L’usure normale est inévitable : elle résulte d’une utilisation conforme du logement. Peintures ternies, sols légèrement griffés ou joints fatigués sont des signes du temps, à la charge du propriétaire bailleur.

La vétusté, elle, correspond au vieillissement naturel des équipements. Une chaudière en fin de cycle, des fenêtres anciennes ou une installation électrique dépassée relèvent du devoir d’entretien du bailleur, qui doit garantir un logement décent et fonctionnel.

Astuce propriétaire : pensez à établir une grille de vétusté jointe au bail pour clarifier la répartition des charges et éviter les malentendus.

Quand la dégradation relève du locataire

Les détériorations causées par un mauvais usage ou un défaut d’entretien quotidien sont imputables au locataire.
Exemples responsables :

  • Trous importants dans les murs ou papiers peints arrachés
  • Portes ou poignées endommagées
  • Parquets brûlés ou tuiles cassées
  • Moisissures dues à un manque de ventilation

Dans ces cas, le bailleur est fondé à retenir une partie du dépôt de garantie ou à exiger la remise en état du logement.

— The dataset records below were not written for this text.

PR #3489, opened 2026-07-02
feat(automation): add signed inbound webhook trigger

zensgit:
## Summary
- add signed `POST /api/multitable/automation/webhooks/:ruleId` delivery for `webhook.received` rules
- require non-empty per-rule secrets at create/update, reject legacy secret-less rules on edit/ingest, and redact secrets on rule reads
- verify HMAC over `timestamp.rawBody`, enforce 5-minute replay window, 1MB JSON limit, 60/min/rule rate limit, uniform 401 rejects, and rejection metrics
- wire the real-DB integration file into CI and document the T1-2 dev/verification record

## Security boundary
- caller-supplied `recordId` / `sheetId` / actor-shaped fields remain body data only; the execution context is synthetic record-less with `actorId=null`
- accepted webhooks execute under the stored automation rule author, same as scheduled/event triggers
- malformed / stale / unsigned / wrong-trigger / disabled / missing-secret paths all fail closed

## Not included
- editor UI exposure for configuring webhook secrets
- secret rotation history / dual-secret windows
- source IP allowlists

## Verification
- `pnpm --filter @metasheet/core-backend exec tsc --noEmit`
- `pnpm --filter @metasheet/core-backend exec vitest --config vitest.config.ts run tests/unit/automation-inbound-webhook.test.ts tests/unit/automation-routes-wiring.test.ts --reporter=dot`
- `pnpm --filter @metasheet/core-backend exec vitest --config vitest.config.ts run tests/unit/automation-v1.test.ts tests/unit/multitable-automation-service.test.ts tests/unit/automation-inbound-webhook.test.ts tests/unit/automation-routes-wiring.test.ts --reporter=dot`
- `DATABASE_URL=${DATABASE_URL:-postgresql://postgres@localhost:5432/metasheet_test} pnpm --filter @metasheet/core-backend exec vitest --config vitest.integration.config.ts run tests/integration/multitable-inbound-webhook-trigger.test.ts tests/integration/multitable-event-dedup-trigger.test.ts tests/integration/multitable-form-submit-trigger.test.ts tests/integration/automation-approval-completed-trigger.test.ts --reporter=dot`

PR #3467, opened 2026-07-02
feat(automation): approval.completed trigger — template-routed, record-less v1 (T1-3)

zensgit:
**First-batch ballot GO (T1-3 all-✅).** Approval completions become a first-class automation trigger: approve/reject/revoke/cancel → matching rules fire (notification/webhook/email/DingTalk) — the approval → automation product loop (拒绝通知、审批后 webhook、审批后消息 all land here).

## Ballot decisions → code
- **Q1 routing:** `trigger_config.templateId` REQUIRED + must reference an existing template; cross-sheet dispatch via `loadEnabledApprovalCompletedRules` (JSONB filter, no index v1). **templateId-null completions = v1 out-of-contract** (never match; debug-log + return).
- **Q2 authz:** creator must hold `approvals:read` — at SAVE **and re-checked at fire** (deny+skip, fail-closed on lookup errors). Principal = route-set server-side `createdBy`.
- **Q3 record-less v1:** payload `recordId:''` with the approval event riding along; actions save-restricted (top-level AND nested) to `send_notification / send_webhook / send_email / send_dingtalk_*`; record-targeting + `start_approval` rejected → the approval→approval loop is structurally broken (Q4a).
- **Q4 depth:** bridge-originated approvals continue the parent chain at depth+1 (read-only bridge lookup); human-started = depth 0; MAX_AUTOMATION_DEPTH retained.
- **Q5 idempotency:** reuses the **T2-6 ledger** with `dedup_key = approval.completed:{event.eventId}` — no new ledger, redelivery = no-op.
- **Q6:** single `approval.completed` type + optional `outcomes` filter (default approved-only; invalid persisted values degrade fail-closed).
- **Q7:** fresh rules fire for EVERY completion, independent of the W6/W7 bridge resume.
- **Q8:** non-empty conditions rejected at save.
- **DB:** `chk_automation_trigger_type` CHECK widened by migration (date_field-widening pattern). `updateRule` validates the full RESULTING shape (no smuggling via action-only edits).

## Verification
[...]

PR #3495, opened 2026-07-02
feat(automation): expose approval.completed + webhook.received triggers in the rule editor (UI slice)

zensgit:
Owner-ordered UI-exposure cut: **the fastest way to make the shipped capabilities visible.** T1-3 `approval.completed` (#3467) and T1-2 signed inbound webhook (#3489) were API-only; the editor's webhook comment still claimed runtime-inert (stale since #3489).

## What ships
- **Editor options** for both triggers + FE type union + zh/en labels + Manager card summaries; stale comment replaced with the current contract.
- **approval.completed config UI**: template select (reuses the existing `approvalTemplates` loader, text fallback) + outcomes checkboxes (empty → backend default approved-only) + **FE mirror of the backend save gate** with a visible block reason (templateId required / no conditions / notification-family actions only).
- **webhook.received config UI**: write-only secret input + endpoint/signature hint (`POST /api/multitable/automation/webhooks/:ruleId`, timestamp-bound HMAC, ±300s). **Keep-or-rotate semantics**: the read API redacts the secret as `<redacted>` — the editor strips the placeholder at hydrate and, when an existing rule's secret field is left blank, **omits `triggerConfig` from the payload entirely** so the backend preserves the real secret; typing a value rotates it.
- **Backend defense-in-depth (P1-grade find while building this)**: the save gate accepted the literal `<redacted>` as a valid secret — any client naively round-tripping a fetched rule would silently corrupt the stored secret and break all future signatures. `validateInboundWebhookTriggerAtSave` now rejects the placeholder with a keep-or-rotate message.

## Verification
`vue-tsc -b` 0 · backend tsc 0 · **rule-editor spec 111/111** (4 new cases: options+labels · approval.completed gate-mirror + outcomes serialize · new-rule secret required+trimmed · existing-rule keep-stored-secret omits triggerConfig, then rotate) — the old "webhook NOT selectable / exactly 8 options" contract test flipped to the new 10-option contract · labels 12/12 · Manager 79/79 · backend inbound-webhook unit 5/5 (new sentinel-reject) · real-DB inbound-webhook trigger 5/5.

## Not in this slice
Approval-field condition vocabulary (named follow-up from #3467) · approval-center batch/urge UX (next slice per owner order).

### DIFF
--- a/apps/web/src/multitable/components/MetaAutomationManager.vue
+++ b/apps/web/src/multitable/components/MetaAutomationManager.vue
@@ -1840,6 +1840,10 @@ function describeTrigger(rule: AutomationRule): string {
       const fid = rule.triggerConfig?.fieldId as string | undefined
       return automationCardTriggerSummary(rule.triggerType, fid ? fieldNameById(fid) : '', isZh.value)
     }
+    // T1-2/T1-3: editor-exposed triggers get their localized type label in the card summary.
+    case 'webhook.received':
+    case 'approval.completed':
+      return automationTriggerTypeLabel(rule.triggerType, isZh.value)
     default:
       return String(rule.triggerType)
   }
--- a/apps/web/src/multitable/components/MetaAutomationRuleEditor.vue
+++ b/apps/web/src/multitable/components/MetaAutomationRuleEditor.vue
@@ -39,12 +39,14 @@
             <option value="schedule.interval">{{ automationTriggerTypeLabel('schedule.interval', isZh) }}</option>
             <option value="schedule.date_field">{{ automationTriggerTypeLabel('schedule.date_field', isZh) }}</option>
             <!--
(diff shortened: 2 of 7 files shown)


zensgit:
Fixed the Gemini TDZ finding in this branch.

Change:
- Moved `INBOUND_WEBHOOK_REDACTED_SECRET` above `validateInboundWebhookTriggerAtSave()` so the save-time validator cannot reference the const before initialization.

Validation run on the rebased branch:
- `pnpm --filter @metasheet/core-backend exec vitest run tests/unit/automation-inbound-webhook.test.ts --reporter=dot` — 5/5 pass
- `pnpm --filter @metasheet/core-backend exec tsc --noEmit --pretty false` — pass
- `git diff --check` — pass

No runtime scope change beyond declaration order.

L’état des lieux : preuve essentielle en cas de litige

L’état des lieux d’entrée et de sortie est la clé pour établir les responsabilités. Plus il est détaillé et documenté (photos datées, remarques précises, signatures), plus il protège les deux parties.
En cas de désaccord, c’est cet état des lieux qui servira de base légale pour trancher.

Qui paie les réparations pendant le bail ?

Le locataire doit assurer :

  • L’entretien courant et les réparations locatives (joints, vitres, poignées, nettoyage régulier)
  • L’entretien des équipements mentionnés dans le bail (chauffe-eau, chaudière, aération)

Le propriétaire, de son côté, reste responsable :

  • Des grosses réparations (toiture, plomberie, structure)
  • Des travaux dus à la vétusté ou à la mise aux normes
  • De tout ce qui compromet la décence du logement

Bon à savoir : les réparations locatives sont listées dans le décret n°87-712 du 26 août 1987.

En cas de désaccord entre bailleur et locataire

Si le dialogue direct échoue, il est conseillé de formaliser la demande par courrier recommandé avec accusé de réception.
Ensuite, la commission départementale de conciliation peut être saisie gratuitement pour tenter une médiation avant toute action judiciaire.
En dernier recours, le tribunal judiciaire tranchera.